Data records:

PR #81, opened 2022-03-01
WebSocket: keep-alive mechanism as a Sub

### LINKED ISSUE #67: WebSockets: Can the heartbeat be a form of `Sub`?
The heartbeat is currently using a `setTimeout` right in the WebSockets code.

gvolpe:
closes #67 

Not sure if this is what you had in mind, but I went for it anyway 😄 In addition, I added a graceful shutdown example. 

👍🏽 re-using the `Sub.every` mechanism.
🤔 the heartbeat message needs to be sent by the user.

I think it would be great if we could re-use `Sub.every` but the heartbeat message was sent internally, as this is client-server communication that has nothing to do with user messages.

I'd love to hear what you think! 😃

### DIFF
--- a/sandbox/src/main/scala/example/Sandbox.scala
+++ b/sandbox/src/main/scala/example/Sandbox.scala
@@ -133,6 +133,10 @@ object Sandbox extends TyrianApp[Msg, Model]:
           )
         )
 
+      case Msg.WebSocketStatus(Status.Disconnecting) =>
+        println("Graceful shutdown of WS connection")
+        (model.copy(echoSocket = None), model.echoSocket.map(_.disconnect).getOrElse(Cmd.Empty))
+
       case Msg.WebSocketStatus(Status.Disconnected) =>
         println("WebSocket not connected yet")
         (model, Cmd.Empty)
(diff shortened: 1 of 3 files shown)


davesmith00000:
I think it looks great! ...and it's pretty much what I had in mind. 😄 

My feeling is that we could safely merge it. It's possible that once people try using it they may have feedback about whether or not they like the pattern... but that's ok! I'm sort of finding that sooner or later, everything is a `Sub` or a `Cmd`, and as a user you tend to see everything... and I kinda don't mind. 🤷 

Are you happy with it? The way it works / how it feels? If so I'll hit the merge button. 👍 

Thanks!

gvolpe:
Great! I'm willing to give it a try. I felt it a bit awkward at first, but after a while I think I could get used to it. The heartbeat / keep-alive mechanism is not a standard in WebSockets, so it's okay it needs to live in user land.

This implementation also simplifies the `KeepAliveSettings` as we no longer need the `enabled: Boolean` and `message: String`. Instead, we can handle these two cases directly in the updates. 

```scala
// to disable
case WebSocketEvent.Heartbeat =>
  model -> Cmd.Empty
  
// to enable
case WebSocketEvent.Heartbeat =>
  model -> model.ws.map(_.publish("<heartbeat>").getOrElse(Cmd.Empty)
```

Go ahead with the merge! 💪🏽

davesmith00000 (approved):
Tested, works great. I'll try and write some docs for this while I'm upgrading the example project ahead of the next release. Thanks again! 😄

Task item: Pick out and copy the lines of the entries that hold the string "shutdown".

Exercise response:
Not sure if this is what you had in mind, but I went for it anyway 😄 In addition, I added a graceful shutdown example. 
+        println("Graceful shutdown of WS connection")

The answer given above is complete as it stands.